My stomach twisted at the thought of my siblings. Leaving them behind when I’d known they were vulnerable was one of the hardest decisions I’d had to make when I left.
“I can get in touch with them,” I said, mostly certain it was true. “I can help them get out.”
“They don’t want to get out,” Goode said, reaching for an olive from the charcuterie board. “They want you to come back and visit them. Just a visit. They know you would rather be a fallen creature than safe at home.”
I was reasonably certain he was making things up to lure me into letting my guard down, but I desperately missed my siblings, all of them.
“Malachi wants you to come home,” Goode said, resting his hip against the table. “So much that he came with me.”
My eyes popped wide. “You’re lying,” I said. “You came alone.”
“I didn’t,” Goode said. “Malachi fell asleep on the way here. Your guardians didn’t give me a chance to go back to the car to wake him up. Actually, I’m surprised he hasn’t awakened on his own and come into the house to find you.” He glanced over his shoulder at the door, then back at me. “Then again, he’s probably terrified. Waking up in the backseat of a car in the middle of a storm when you don’t know where you are would be enough to keep me in the car. He's probably terrified right now.”
He was lying. I knew he was lying. Justice Goode was a big, fat, horrible liar.
But if there was even a slight chance that Malachi was really here, if Goode had kidnapped him and brought him here by force, I needed to know. Maybe Goode had tied him up and gagged him and Malachi was trying to get free. My brother needed my help.
I knew beyond a shadow of a doubt that it was a stupid thing to do, but I had to take the risk. I stared at Goode for a moment, then I made a break for the front door. If I ran, maybe he would be too slow to catch me.
I was dead wrong about that. I made it through the living room, out the door, and down the porch steps into the wind and rain before Goode caught up to me.
“You always were a gullible simpleton,” Goode sneered, making a grab for me.
I shouted and wheeled back, running from him. A tiny part of me still believed, maybe even hoped, that Malachi really was in the car, but sense told me if I got anywhere near that car, Goode would find a way to shove meinside and drive off with me. If he did that, I was certain I’d never see Fletcher or Artemis again.
I didn’t know what else to do, though. There was nowhere else to go, no neighbors or safety nearby. Even if I ran down the drive, the main road was half a mile away, and the chances of someone being out on a night like this were slim.
So I did the only thing I could think to do, I broke to the side and started running around the house. Fletcher and Artemis were in the kitchen. I could reach them through the back door.
“Oh no you don’t!” Goode called after me, swiping the air in an attempt to grab me.
I was half a second faster than him, but I knew I couldn’t outrun him for long. I slipped and slid on the overly long grass as I headed around the side of the house, my lungs instantly burning as I put all my energy into escaping.
Goode was stronger and faster than me, though. He must have known what I intended, because he raced up to me, positioning himself between me and the house.
I stopped suddenly with the intention of sprinting back the way I’d come, but I slipped in the wet grass instead. The only thing that kept me from sprawling was pure luck. Goode slipped in his effort to reach back and catch me, which was the only way I was able to avoid capture.

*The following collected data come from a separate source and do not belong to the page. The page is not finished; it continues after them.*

PR #15, opened 2024-04-19
OUT-243 - API integration for dynamic workflow states and tasks

aatbip:
### Tasks

- [API Integration for dynamic workflow states and tasks](https://linear.app/copilotplatforms/issue/OUT-243/api-integration-for-dynamic-status-columns)

### Changes

- [x] Adds global error handling file in the root
- [x] Adds TaskResponse and WorkflowStateResponse types 
- [x] Adds HOC to handle client side state update
- [x] Adds util function to encode and decode string for URL params
- [x] Adds function in server component to fetch workflowState and tasks
- [x] Renders workflow state and tasks dynamically 
- [x] Refactors drag and drop to fit the responses coming from the API

### Testing Criteria

-  [Loom](https://www.loom.com/share/a5431c2a9a594fd38f2e0e67366a8546?sid=2e5e9fac-bf58-40a5-95a6-3bca0c5abc95)

### Notes

- This PR is dependent to #14. I have merged the latest of #14 with this PR.

PR #21, opened 2024-04-26
OUT 252 Implement Delete Task in UI

aatbip:
### Tasks

- [Implement Delete Task in UI](https://linear.app/copilotplatforms/issue/OUT-252/implement-delete-task-in-ui)

### Changes

- [x] Adds `ListBtn` and `MoreBtn` components
- [x] Adds `taskDetailsSlice` to handle states in details page
- [x] Adds `ConfirmDeleteUI` layout that can be used for delete confirmation throughout the app
- [x] Adds delete operation in the details page and integrated delete API

### Testing Criteria

- [LOOM](https://www.loom.com/share/9e72f5780d9b4ab989b687d6b98619ff?sid=43b36f71-0e70-4b78-b6a2-fa8212983313)

### Notes

- This branch is dependent on #18. 
- Merge this branch against main after #15 is merged.


src/app/detail/ui/MenuBox.tsx
```diff
@@ -0,0 +1,56 @@
...
+
+import { ListBtn } from '@/components/buttons/ListBtn'
+import { MoreBtn } from '@/components/buttons/MoreBtn'
+import { Box, Popper } from '@mui/material'
+import { useState } from 'react'
+import { ClickAwayListener } from '@mui/base'
+import store from '@/redux/store'
+import { setShowConfirmDeleteModal } from '@/redux/features/taskDetailsSlice'
+
+export const MenuBox = () => {
```
makeitraina, line 11: is this supposed to be a generic component? It doesn't seem generic given that it has an explicit Delete menu item. The options should probably be passsed in as props right?

src/hooks/useHandleSelectorComponent.tsx
```diff
@@ -19,7 +19,20 @@ export const useHandleSelectorComponent = ({ item, type }: { item: unknown; type
 
     if (type === SelectorType.ASSIGNEE_SELECTOR) {
       store.dispatch(setCreateTaskFields({ targetField: 'assigneeId', value: (item as IAssigneeCombined)?.id }))
-      store.dispatch(setCreateTaskFields({ targetField: 'assigneeType', value: (item as IAssigneeCombined)?.type }))
+      const assigneeType = (item as IAssigneeCombined).type
```
makeitraina, line 22: why do we need this casting?

makeitraina (approved):
generally this looks good. The loom video with testing was also helpful.

I think there is broader question about revisting the redux architecture here, but we can have that conversation separately.

src/app/detail/ui/MenuBox.tsx
aatbip: This is not a generic component. Inside the `ui` folders of every pages, I am placing the client components with `use client` directive that are only useful for that particular page.

src/hooks/useHandleSelectorComponent.tsx
aatbip: MUI Autocomplete component expects `options` with type `unknown` and so for the `useHandleSelectorComponent` hook also I have given the type for the `item` as unknown. 
This type casting are needed to cast the type for the `unknown` `item` type.

aatbip:
Merging this branch for now. If anything is required to change, we will perform in separate PR. 
cc: @makeitraina @rrojan @sazanrjb

rrojan:
Please fix merge conflicts @aatbip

I raced on again, calling out, “Fletcher! Artemis!” I had no idea if they could hear me above the din of the pounding rain, though. I needed to get to the back of the house and the kitchen porch at all costs.
I got closer, but Goode was up and on my heels within seconds. Again, he blocked me from the house, forcing meto veer in the other direction. I had no choice but to run farther from the house and the men I loved.
I wailed into the rain, fear getting the better of my attempts at bravery. Everything within me shouted that I should hunker into a ball to protect the new life growing within me. Maybe if I let Goode take me and he discovered I was pregnant with Artemis’s child, he would cast me aside and this whole thing would be over.
That thought was blasted right out of my head as Goode got close enough to grab my shirt.
“No! No, get off me!” I shouted, writhing and twisting wildly as I stumbled toward the edge of the cliff. I could just barely hear the crashing of the waves against the rocks below over the rain. “Let me go!”
“Never!” Goode shouted in return. “You’re my omega, mine! I’ll teach you not to run away from me ever again. By the time I’m through with you, you’ll be begging for the release of death, and since you’ve let another man touch you, I might just oblige.”
I shouted wordlessly and squirmed for all I was worth to get away.
The exact opposite happened. Goode clamped an arm around my waist and lifted me off my feet so that I was pedaling and thrashing in the air.
I cried out in terror, but then something completely unexpected happened. The world seemed to disappear from under me and I went tumbling into the darkness. Goode’s grip around my waist loosened, then he lost me entirely as we hit something hard and cold.
“Gideon!” I heard Fletcher’s desperate cry somewhere above me.
I was convinced I’d died and was sinking into Hell.Everything seemed to be shifting and sliding around me as rain and mud pushed down on me.